This is certainly part of it. I've literally watched Russian propaganda around
the Syrian war featuring a "Canadian independant journalist". Yet overall this
explanation strikes me as unsatisfying. From what I've heard from the
researchers propaganda techniques have been less about promoting the right
wing specifically and more about spreading social discord generally. The
Russians had efforts to promote Jill Stein that were promoting left wing
rather than right wing propaganda. I've never really bought that propaganda
efforts weren't getting overwhelmed by the influence of regular users
generally. It's possible but I haven't seen serious attempts to prove it.

>I don't imagine the people doing these jobs have much career mobility.
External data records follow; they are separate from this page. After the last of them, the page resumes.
PR #920, opened 2020-06-26
use http://www.plantuml.com/plantuml as default value

### LINKED ISSUE #919: Add default value when SYSL_PLANTUML is unset
### Current Sysl Version
v0.123.0

### Use-cases
`export SYSL_PLANTUML=http://www.plantuml.com/plantuml` is required to generate diagram at present. 
Adding a default value to it if SYSL_PLANTUML is unset.

ChloePlanet:
Fixes #919 .

- use http://www.plantuml.com/plantuml as default value

Checklist:

### DIFF
--- a/pkg/diagrams/plantuml.go
+++ b/pkg/diagrams/plantuml.go
@@ -16,7 +16,7 @@ import (
 
 const (
 	PlantUMLEnvVar  = "SYSL_PLANTUML"
-	PlantUMLDefault = "http://localhost:8080/plantuml"
+	PlantUMLDefault = "http://www.plantuml.com/plantuml" // "http://localhost:8080/plantuml"
 	testDir         = "../../tests/"
 )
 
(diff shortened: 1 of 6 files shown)


pkg/diagrams/plantuml.go
```diff
@@ -16,7 +16,7 @@ import (
 
 const (
 	PlantUMLEnvVar  = "SYSL_PLANTUML"
-	PlantUMLDefault = "http://localhost:8080/plantuml"
+	PlantUMLDefault = "http://www.plantuml.com/plantuml" // "http://localhost:8080/plantuml"
```
anzdaddy, line 19: This is a dangerous default, since it will result in accidental leakage of work product from organisations using Sysl internally. A better solution is to keep the default but provide helpful instructions in the error output if localhost:8080 doesn't work.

This is actually a more interesting criticism to me. Perhaps internet
moderators are more drawn to far-right thought than others because of their
life circumstances? This is a population that's lower income and tech savvy.

------
koevet
I recently met a guy in Berlin who is employed by a company that is a FB sub-
contractor for content screening. When I met him, he had been on sick leave
for 2 weeks, because of the awful working conditions and the stuff he had to
go through daily. He was obviously looking for a new position and, I can
attest, he looked like "damaged".

------
MrGilbert
One idea: To cope with all this, reduce the flagged posts presented by the
algorithm to maybe 2 - 3 hours a day. For the remaining 5 hours, the algorithm
could show them chats, pictures and videos that are harmless and uplifting.
This might create a counterbalance, showing that there is still something good
in social media.

I think that's how RL works in most countries. You are not running through the
streets, getting slapped with crime and therelike all the time.

Of course, this also means you need more people to deal with the same amount
of content as you do today.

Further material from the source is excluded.